Figure 5: Add indirect table to Descriptor area

让我们假设它被分配在内存位置0x2000,并且是第一个可用的描述符。像往常一样,第一步是把它纳入描述符区域(图中的第3步),所以它看起来像。

After that, the steps are the same as with regular descriptors: The driver adds the index of the descriptor marked with the flag in the descriptor area to the avail ring (#0 in this case, step 4 in the diagram), and notify the device as usual (step 5).

之后,步骤与普通描述符相同。驱动程序将描述符区域中标有标志的描述符的索引添加到利用环中(本例中为#0,图中第4步),并像往常一样通知设备(第5步)。

Diagram: Driver make available indirect descriptors

For the device to use its data, and would use the same memory addresses to return its 0x3000 bytes (all 0x8000-0x9FFF and 0xD000-0xDFFF) (Step 6 and 7, same as with regular descriptors). Once used by the device, the driver can release the indirect memory or do whatever it wants with it, as it could do with any regular buffer.

对于设备使用其数据,并将使用相同的内存地址来返回其0x3000字节(所有0x8000-0x9FFF和0xD000-0xDFFF)(步骤6和7,与常规描述符相同)。一旦被设备使用,驱动程序可以释放间接内存或对其做任何事情,就像它可以对任何常规缓冲区做的那样。

Diagram: Device mark the indirect descriptor as used

Descriptors with INDIRECT flag cannot have NEXT or WRITE flags set, so you cannot chain indirect descriptors in the descriptor table, and the indirect table can contain at maximum the same number of descriptors as the descriptor table.

带有INDIRECT标志的描述符不能设置NEXT或WRITE标志,所以不能在描述符表中连锁间接描述符,间接表最多可以包含与描述符表相同数量的描述符。

Notifications. Learning the “do not disturb” mode

In many systems used and available buffer notifications involve significant overhead. To mitigate it, each virtring maintains a flag to indicate when it wants to be notified. Remember that the driver’s one is read-only by the device, and the device’s one is read-only by the driver.

在许多系统中,使用的和可用的缓冲区通知涉及大量的开销。为了减轻它,每个virtring都维护着一个标志,以表明它什么时候想被通知。记住,驱动的那个是设备只读的,而设备的那个是驱动只读的。

We already know all of this, and its use is pretty straightforward. The only thing you need to take care of is the asynchronous nature of this method: The side of the communication that disables or enables it can’t be sure that the other end is going to know the change, so you can miss notifications or to have more than expected.

我们已经知道了这些,它的使用是非常直接的。你唯一需要注意的是这个方法的异步性。通信中禁用或启用它的一方不能确定另一端是否会知道这个变化,所以你可能会错过通知或要比预期的多。

A more effective way of notifications toggle is enabled if the VIRTIO_F_EVENT_IDX feature bit is negotiated by device and driver: Instead of disable them in a binary fashion, driver and device can specify how far the other can progress before a notification is required using an specific descriptor id.

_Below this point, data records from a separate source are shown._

PR #622, opened 2017-02-07
JBPM-5410 - Allow providing case owner to start a case instance

cristianonicolai:
By default, current user is set as owner

### DIFF
--- a/jbpm-wb-case-mgmt/jbpm-wb-case-mgmt-backend/src/main/java/org/jbpm/workbench/cm/backend/server/RemoteCaseManagementServiceImpl.java
+++ b/jbpm-wb-case-mgmt/jbpm-wb-case-mgmt-backend/src/main/java/org/jbpm/workbench/cm/backend/server/RemoteCaseManagementServiceImpl.java
@@ -40,6 +40,7 @@ import org.jbpm.workbench.cm.util.CaseMilestoneSearchRequest;
 import org.jbpm.workbench.cm.util.CaseStageStatus;
 import org.kie.server.api.model.cases.CaseComment;
 import org.kie.server.api.model.cases.CaseDefinition;
+import org.kie.server.api.model.cases.CaseFile;
 import org.kie.server.api.model.cases.CaseInstance;
 import org.kie.server.api.model.cases.CaseMilestone;
 import org.kie.server.api.model.instance.NodeInstance;
@@ -56,6 +57,7 @@ import static java.util.Comparator.comparing;
 public class RemoteCaseManagementServiceImpl implements CaseManagementService {
 
     public static final int PAGE_SIZE_UNLIMITED = Integer.MAX_VALUE;
+    public static final String CASE_OWNER_ROLE = "owner";
     public static final List<String> NODE_TYPE_HUMAN_TASK = Arrays.asList("Human Task", "HumanTaskNode");
 
     @Inject
@@ -96,8 +98,9 @@ public class RemoteCaseManagementServiceImpl implements CaseManagementService {
     }
 
     @Override
-    public String startCaseInstance(final String serverTemplateId, final String containerId, final String caseDefinitionId) {
-        return client.startCase(containerId, caseDefinitionId);
+    public String startCaseInstance(final String serverTemplateId, final String containerId, final String caseDefinitionId, final String owner) {
+        final CaseFile caseFile = CaseFile.builder().addUserAssignments(CASE_OWNER_ROLE, owner).build();
+        return client.startCase(containerId, caseDefinitionId, caseFile);
     }
 
     @Override
--- a/jbpm-wb-case-mgmt/jbpm-wb-case-mgmt-client/src/main/java/org/jbpm/workbench/cm/client/newcase/NewCaseInstanceViewImpl.java
+++ b/jbpm-wb-case-mgmt/jbpm-wb-case-mgmt-client/src/main/java/org/jbpm/workbench/cm/client/newcase/NewCaseInstanceViewImpl.java
@@ -24,6 +24,7 @@ import javax.inject.Inject;
 import org.jboss.errai.common.client.dom.HTMLElement;
 import org.jboss.errai.common.client.dom.MouseEvent;
 import org.jboss.errai.common.client.dom.Span;
+import org.jboss.errai.common.client.dom.TextInput;
 import org.jboss.errai.ui.client.local.spi.TranslationService;
 import org.jboss.errai.ui.shared.api.annotations.DataField;
 import org.jboss.errai.ui.shared.api.annotations.EventHandler;
@@ -37,6 +38,7 @@ import org.jbpm.workbench.cm.client.util.Select;
 import org.jbpm.workbench.cm.client.util.ValidationState;
 
 import static com.google.common.base.Strings.isNullOrEmpty;
+import static org.jbpm.workbench.cm.client.resources.i18n.Constants.PLEASE_PROVIDE_CASE_OWNER;
 import static org.jbpm.workbench.cm.client.resources.i18n.Constants.PLEASE_SELECT_CASE_DEFINITION;
 
 @Dependent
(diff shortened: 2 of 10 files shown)


jbpm-wb-case-mgmt/jbpm-wb-case-mgmt-client/src/main/java/org/jbpm/workbench/cm/client/newcase/NewCaseInstanceViewImpl.java
```diff
@@ -99,21 +118,35 @@ public void cleanForm() {
...
-        } else {
+            valid = false;
+        }
+
+        if (isNullOrEmpty(ownerNameInput.getValue())) {
+            ownerNameInput.focus();
+            ownerNameHelp.setTextContent(translationService.format(PLEASE_PROVIDE_CASE_OWNER));
+            ownerNameGroup.setValidationState(ValidationState.ERROR);
+            valid = false;
+        }
```
bsremac: Form user experience point of view, maybe making case owner field mandatory for every case instance is too strong requirement.
My understanding is that case owners in most of the cases will be case workers, who will also usually start a case instance. So I think we should allow the flexibility of skipping owner field for those cases and making the user who stared the case instance the owner by default.

jbpm-wb-case-mgmt/jbpm-wb-case-mgmt-backend/src/main/java/org/jbpm/workbench/cm/backend/server/RemoteCaseManagementServiceImpl.java
```diff
@@ -96,8 +98,9 @@ public CaseDefinitionSummary getCaseDefinition(final String serverTemplateId, fi
     }
 
     @Override
-    public String startCaseInstance(final String serverTemplateId, final String containerId, final String caseDefinitionId) {
-        return client.startCase(containerId, caseDefinitionId);
+    public String startCaseInstance(final String serverTemplateId, final String containerId, final String caseDefinitionId, final String owner) {
+        final CaseFile caseFile = CaseFile.builder().addUserAssignments(CASE_ROLE_OWNER, owner).build();
```
bsremac: I think you accidentally switched places of arguments in addUserAssignments.

jbpm-wb-case-mgmt/jbpm-wb-case-mgmt-backend/src/main/java/org/jbpm/workbench/cm/backend/server/RemoteCaseManagementServiceImpl.java
```diff
@@ -56,6 +57,7 @@
 public class RemoteCaseManagementServiceImpl implements CaseManagementService {
 
     public static final int PAGE_SIZE_UNLIMITED = Integer.MAX_VALUE;
+    public static final String CASE_ROLE_OWNER = "owner";
```
bsremac: Since "owner" is a role, CASE_OWNER_ROLE makes more sense to me :)

jbpm-wb-case-mgmt/jbpm-wb-case-mgmt-backend/src/main/java/org/jbpm/workbench/cm/backend/server/RemoteCaseManagementServiceImpl.java
cristianonicolai: Variables names were switched in the API, fixed in here: https://github.com/droolsjbpm/droolsjbpm-integration/pull/810

jbpm-wb-case-mgmt/jbpm-wb-case-mgmt-client/src/main/java/org/jbpm/workbench/cm/client/newcase/NewCaseInstanceViewImpl.java
cristianonicolai: Agreed, by default the current user should be assigned as the case owner. That is in place here, the current user is defined as the value for the owner field. That way not only it still going to assign the new case instance to the current user but also allow that if there is need to assign to a different user, that could be done by simply providing a different user at the start case popup.

jbpm-wb-case-mgmt/jbpm-wb-case-mgmt-client/src/test/java/org/jbpm/workbench/cm/client/newcase/NewCaseInstancePresenterTest.java
```diff
@@ -71,7 +77,7 @@ public void init() {
 
     @Test
     public void testCreateInvalidCaseInstance() {
-        presenter.createCaseInstance(null);
+        presenter.createCaseInstance(null, null);
```
bsremac: How about putting anyString() call as the second argument instead of null, thus making it clear that the value of the second argument is irrelevant in this test?

jbpm-wb-case-mgmt/jbpm-wb-case-mgmt-client/src/main/java/org/jbpm/workbench/cm/client/newcase/NewCaseInstanceViewImpl.java
bsremac: I see it know.
Was mislead by ownerNameInput.setValue("") :)

jbpm-wb-case-mgmt/jbpm-wb-case-mgmt-backend/src/main/java/org/jbpm/workbench/cm/backend/server/RemoteCaseManagementServiceImpl.java
cristianonicolai: Done

jbpm-wb-case-mgmt/jbpm-wb-case-mgmt-client/src/test/java/org/jbpm/workbench/cm/client/newcase/NewCaseInstancePresenterTest.java
cristianonicolai: Done

jbpm-wb-case-mgmt/jbpm-wb-case-mgmt-client/src/main/java/org/jbpm/workbench/cm/client/newcase/NewCaseInstanceViewImpl.java
```diff
@@ -122,14 +155,19 @@ public HTMLElement getElement() {
     }
 
     private void createCaseInstance() {
-        presenter.createCaseInstance(caseTemplatesList.getValue());
+        presenter.createCaseInstance(caseTemplatesList.getValue(), ownerNameInput.getValue());
     }
 
     private void clearErrorMessages() {
         definitionNameHelp.setTextContent("");
```
nmirasch: @cristianonicolai I think we have to clean here previous error messages related with the owner

cristianonicolai: Done :)

nmirasch: @cristianonicolai remains clearValidationState over the ownerNameGroup ;)

cristianonicolai: thanks @nmirasch, fixed now ;)

nmirasch:
+1 @cristianonicolai thanks!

This id is advertised using a extra le16 member at the end of the structure, so they grow like this:

如果设备和驱动协商VIRTIO_F_EVENT_IDX特性位,就可以启用一种更有效的通知切换方式。而不是以二进制的方式禁用它们,驱动和设备可以使用一个特定的描述符id来指定对方在需要通知之前可以进展到什么程度。这个id在结构的末尾使用一个额外的le16成员进行宣传,所以它们的增长方式是这样的。

The struct layout is:

1
2
3
4
5
6
struct virtq_avail {              struct virtq_used {
le16 flags; le16 flags;
le16 idx; le16 idx;
le16 ring[ /* Queue Size */ ]; struct virtq_used_elem ring[Q. size];
le16 used_event; le16 avail_event;
}; };

Listing 3: Event suppression struct notification

This way, every time the driver wants to make available a buffer it needs to check the avail_event on the used ring: If driver’s idx field was equal to avail_event, it’s time to send a notification, ignoring the lower bit of used ring flags member (VIRTQ_USED_F_NO_NOTIFY).

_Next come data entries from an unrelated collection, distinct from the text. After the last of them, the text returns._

PR #623, opened 2017-02-09
Use JSON format for communicating with Kie Server

cristianonicolai:


mswiderski:
@cristianonicolai what's the reason to change the format to JSON? The reason why I started with XSTREAM is that is the least fragile when it comes to custom types as it does not need to deal with additional configuration like classes to be added to client to properly deal with marshalling. Have you tried to use forms with custom types and JSON to see if that works properly?

cristianonicolai:
@mswiderski just really a preference in terms of JSON being more lightweight in the amount of data that needs to be transferred. Haven't tried that specific use case but if it is know to be problematic, I'm happy to leave as is.

mswiderski:
it not problematic but requires additional configuration so custom types are wrapped with type information while xstream does not need it so was the easiest to keep it simple and working for most of the cases.

cristianonicolai:
@mswiderski fair enough to me, thanks for the feedback ;)

PR #624, opened 2017-02-09
JBPM-5666: fix misleading warning when registering queries on kie-sever

jhrcek:


mswiderski:
good catch @jhrcek, thanks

这样一来,每次驱动程序想要提供一个缓冲区时,它需要检查已用环上的avail_event。如果驱动的idx字段等于avail_event,那么就是发送通知的时候了,忽略已用环标志成员的低位(VIRTQ_USED_F_NO_NOTIFY)。

Similarly, if VIRTIO_F_EVENT_IDX has been negotiated, the device will check used_event to know if it needs to send a notification or not. This can be very effective for maintaining a virtqueue of buffers for the device to write, like in the virtio-net device receive queue.

同样,如果VIRTIO_F_EVENT_IDX已经协商好了,设备将检查used_event以知道它是否需要发送通知。这对于维护一个供设备写入的缓冲区的虚拟队列非常有效,就像在virtio-net设备接收队列中一样。

In our next post, we’re going to wrap up and take a look at a number of optimizations on top of both ring layouts which depend on the communication/device type or how each part is implemented.

在我们的下一篇文章中,我们将总结并看看在这两个环形布局之上的一些优化,这些优化取决于通信/设备类型或每个部分的实现方式。